(Beginning of Task inputs)

PR #113, opened 2022-05-25
opera-sds-int-issues-13: First iteration of the crontab file generato…

philipjyoon:
…r. Haven't had time to validate yet.

### DIFF
--- a/load_testing/scripts/gen_cron_daac_data_subscriber.py
+++ b/load_testing/scripts/gen_cron_daac_data_subscriber.py
@@ -53,7 +53,7 @@ date_format_str = "%Y-%m-%dT%H:%M:%SZ"
 increment_mins = args.job_period * args.multiplier
 
 start_dt = datetime.strptime(args.start_date, date_format_str)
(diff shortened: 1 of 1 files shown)


philipjyoon:
Looks like the last of the 5 values for cron schedule is day of week (which I should just use * for) instead of the year. I got it be the year from bad source it seems. Will make that fix.

philipjyoon:
Time format is also incorrect. And I think the start time is off. These are quick fixes and should be able to fix them all today.

philipjyoon:
Updated to match the latest daac_data script and also simplified to take pass-through arguments. Example usage:

./gen_cron_daac_data_subscriber.py -m query -s 2022-01-17T10:00:00Z -jp 5 -jc 2 -pass "-c HLSS30 -p LPCLOUD -i opera-int-isl-fwd --release-version=1.0.0-er.4.0 --job-queue=opera-job_worker-data_subscriber_download --chunk-size=80 --smoke-run --dry-run"

hhlee445 (approved):

Issue #108, opened 2022-05-19
[New Feature]: Configurable CMR endpoints


hhlee445:
### Checked for duplicates

Yes - I've already checked

### Alternatives considered

Yes - and alternatives don't suffice

### Describe the feature request

Current version of daac_data_subscriber.py is using a hard coded EARTHDATA login URL (**https://urs.earthdata.nasa.gov**) to query CMR. 

We should be able to pass different EARTHDATA URL for testing. 

Possible earth data login URLs:
1. OPS: https://urs.earthdata.nasa.gov/
2. UAT: https://uat.urs.earthdata.nasa.gov

We may consider to use the file 'daac_environments.yaml'.

PR #158, opened 2022-07-19
Issue 108

hhlee445:


maseca:
Closes #108

maseca:
Note: OPS and UAT endpoint products are incompatible and any attempt to download a product from the wrong endpoint will result in an error

hhlee445 (commented):
It queries successfully and ingests into hls_catalog and hls_spatial_catalog, however, it doesn't submit download job. Don't we need to pass --endpoint to trigger download job (submit_download_job)?

maseca:
Tested on Mozart with CLI and in browser on demand

Issue #202, opened 2022-09-01
[New Feature]: Enable Simulation PGE toggle from terraform


philipjyoon:
### Checked for duplicates

Yes - I've already checked

### Alternatives considered

Yes - and alternatives don't suffice

### Describe the feature request

Currently the terraform always deploys w Simulation PGE. But the vast majority of the cases of cluster deployments require non-sim, aka real PGEs. Switching the cluster over to real-PGE is a separate and manual process that must be done after the cluster is deployments. Between the deployment often being complex and time-intensive this pge-sim-toggle step is sometimes overlooked. the cost of this manual error is high: the cluster must be stopped, all jobs cleaned up, and then restart the task-at-hand - it would easily set back several hours of the test/run taking place.

I would like to introduce a new variable called "pge_sim_mode", true by default, that will update the Mozart settings.yaml file at deployment time if it's set to false. Implementing this way it will be affect anyone else's workflow - it will just make the CM life easier and therefore the team a bit more efficient.

philipjyoon:
This issue has now been completed.

PR #225, opened 2022-09-30
Completing Issue 202 by adding pge_sim_mode to int and pst venues

philipjyoon:
This completes issue 202


riverma:
Just a tip, try always linking to the respective issue by including a `#` character before the number. i.e. #202

hhlee445 (approved):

(End of Task inputs)

▶ Exercise directions
Nothing in the data should be altered; please repeat it exactly.

▶ Result of this task
PR #113, opened 2022-05-25
opera-sds-int-issues-13: First iteration of the crontab file generato…

philipjyoon:
…r. Haven't had time to validate yet.

### DIFF
--- a/load_testing/scripts/gen_cron_daac_data_subscriber.py
+++ b/load_testing/scripts/gen_cron_daac_data_subscriber.py
@@ -53,7 +53,7 @@ date_format_str = "%Y-%m-%dT%H:%M:%SZ"
 increment_mins = args.job_period * args.multiplier
 
 start_dt = datetime.strptime(args.start_date, date_format_str)
(diff shortened: 1 of 1 files shown)


philipjyoon:
Looks like the last of the 5 values for cron schedule is day of week (which I should just use * for) instead of the year. I got it be the year from bad source it seems. Will make that fix.

philipjyoon:
Time format is also incorrect. And I think the start time is off. These are quick fixes and should be able to fix them all today.

philipjyoon:
Updated to match the latest daac_data script and also simplified to take pass-through arguments. Example usage:

./gen_cron_daac_data_subscriber.py -m query -s 2022-01-17T10:00:00Z -jp 5 -jc 2 -pass "-c HLSS30 -p LPCLOUD -i opera-int-isl-fwd --release-version=1.0.0-er.4.0 --job-queue=opera-job_worker-data_subscriber_download --chunk-size=80 --smoke-run --dry-run"

hhlee445 (approved):

Issue #108, opened 2022-05-19
[New Feature]: Configurable CMR endpoints


hhlee445:
### Checked for duplicates

Yes - I've already checked

### Alternatives considered

Yes - and alternatives don't suffice

### Describe the feature request

Current version of daac_data_subscriber.py is using a hard coded EARTHDATA login URL (**https://urs.earthdata.nasa.gov**) to query CMR. 

We should be able to pass different EARTHDATA URL for testing. 

Possible earth data login URLs:
1. OPS: https://urs.earthdata.nasa.gov/
2. UAT: https://uat.urs.earthdata.nasa.gov

We may consider to use the file 'daac_environments.yaml'.

PR #158, opened 2022-07-19
Issue 108

hhlee445:


maseca:
Closes #108

maseca:
Note: OPS and UAT endpoint products are incompatible and any attempt to download a product from the wrong endpoint will result in an error

hhlee445 (commented):
It queries successfully and ingests into hls_catalog and hls_spatial_catalog, however, it doesn't submit download job. Don't we need to pass --endpoint to trigger download job (submit_download_job)?

maseca:
Tested on Mozart with CLI and in browser on demand

Issue #202, opened 2022-09-01
[New Feature]: Enable Simulation PGE toggle from terraform


philipjyoon:
### Checked for duplicates

Yes - I've already checked

### Alternatives considered

Yes - and alternatives don't suffice

### Describe the feature request

Currently the terraform always deploys w Simulation PGE. But the vast majority of the cases of cluster deployments require non-sim, aka real PGEs. Switching the cluster over to real-PGE is a separate and manual process that must be done after the cluster is deployments. Between the deployment often being complex and time-intensive this pge-sim-toggle step is sometimes overlooked. the cost of this manual error is high: the cluster must be stopped, all jobs cleaned up, and then restart the task-at-hand - it would easily set back several hours of the test/run taking place.

I would like to introduce a new variable called "pge_sim_mode", true by default, that will update the Mozart settings.yaml file at deployment time if it's set to false. Implementing this way it will be affect anyone else's workflow - it will just make the CM life easier and therefore the team a bit more efficient.

philipjyoon:
This issue has now been completed.

PR #225, opened 2022-09-30
Completing Issue 202 by adding pge_sim_mode to int and pst venues

philipjyoon:
This completes issue 202


riverma:
Just a tip, try always linking to the respective issue by including a `#` character before the number. i.e. #202

hhlee445 (approved):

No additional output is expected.